December 7, 2018 1:49 am Published by Leave your thoughts


Developer: Team Crimson

Publisher: Merge Games

Platform: Nintendo Switch (eShop)

Category: Role-Playing, Adventure & Action

Release Date: December 6, 2018 (EU & NA)



It’s not necessarily the monsters that will kill you.


Like with any game of any genre, roguelikes come in all shapes and sizes and a variety of them can be enjoyed on the Nintendo Switch, including the recently released Crimson Keep.

Designed, created and developed by Ian Atherton and Ben Rog-Wilhelm, Crimson is defined as being a “first-person action RPG,” which with the help from Merge Games, was brought to the likes of Switch and Steam last month. As for its premise, it’s rather simple really.

After a dreaded cursed destroyed the village of Larkstead thirty years previously, the player is banished to dwell in the dungeons below the village and survive by any means necessary, should they wish to discover the mysterious Crimson Keep, claim a formidable power as their own, and escape alive.

Where things get tricky, is not in the fact that there are monsters, beasts, terrors and traps waiting for you at every turn, but in the game itself. Being a roguelike, Crimson Keep has randomised content, which affects dungeon layouts, enemies, shrines, traps and even the types of weapons, scrolls, armour and potions you pick up.

All it takes is one good run where you pick up everything you could possibly need to deal ultimate damage to your foes and be able to take your fair share of hits, but in my case, luck just never wanted to be on my side.

Instead of a fast swinging sword, I’d get a sluggish axe. Yeah, it would hurt whomever and whatever I hit, but when they were hitting me from a distance thanks to spells hurled at me, it makes things a tad harder.

Saying that the gear system of Crimson Keep is one of its highlights. They have a range of beneficial features to better your chances of survival, but they can also be cursed and you’ll need to hunt down food as hunger is a factor you need to be aware of.

Another feature that Crimson Keep did a decent job at, is an EXP system. By killing enemies, players can level up and by pressing X, access a menu that will allow them to select the skill they wish to learn. Should you wish to use said skills, you simply need to press their associated button (L, R and Y.)

You will also require mana (displayed as a bar above the said buttons above.) Use too much mana and you will run out of it, but it can be replenished by killing enemies. Still, you can always save consuming mana for the really tough enemies by resorting to the likes of using ZR and ZL to attack (be it with a sword or a wand,) and press B for the occasional job.

As for the directional buttons, they’re used for using items you have in your belt, such as recovery items and the left analog stick, it should come as no surprise but it’s for moving. Now on top of being a game where everything can vary with every playthrough, so can the character you play as.

Instead of just allowing you to play as a single character, at the beginning of every playthrough, you can choose between three character types and they are Berserker, Witch

and Drifter.

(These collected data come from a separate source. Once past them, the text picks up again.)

PR #2670, opened 2023-08-29
Add banner to DeviceBrowser when device limit reached

knolleary:
## Description

This is part of the Team Types work. It adds the standard banner to the DeviceBrowser component and disabled the 'add device' button if the device limit has been reached.

Except... it doesn't quite work yet. Given the work around Device pagination, the DeviceBrowser is getting a bunch of rework in parallel. The current code doesn't appear to have the 'total number of devices in this team' baked into it. If I go about adding that, it'll insta-clash badly with the pagination work. So this is a placeholder PR to get the bulk of this work in - and the final piece can be updated when the pagination work lands.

The first is an expert at melee combat, whereas the Witch can use spells and incantations to perform a range of acts that includes something “wrathful elements.”

Drifter draws the short stick however since he or she, is the weakest of the bunch and has even less chance of coming out of the other side, smelling of roses, (getting out alive.) Still, while Crimson Keep has some nice ideas behind it, it also has a lot of issues throughout.

Gameplay is meant to be engaging, fast and addictive and yet despite the first-person perspective being intended to have the player feel more immersed into experience, to me it just felt dreary and that’s not my only negative.

The voice acting in Crimson Keep comes across as being hollow and disinterested, the controls themselves feel cumbersome and the visual style of the game just did nothing for me. The models of the monsters are fine, but the players hands just looked obscenely bad and the lack of an arm connected to each hand, just really took my out of the experience, every time I looked out them and I looked at them a lot.

So, although it pains me to say this, Crimson Keep has done enough to warrant attention, but not the right attention because in its current state, it’s a roguelike that does not justify picking up in its current state.



While Crimson Keep does live up to its roguelike nature, in the end, the few things it did right, are undone by what it got wrong. It is not as engaging and as immersive as its summary makes it out to be and this is one of those cases where the developers should have put a little more time into it, whilst administering some more spit and polish before hastening it out the door and getting it into the hands of gamers.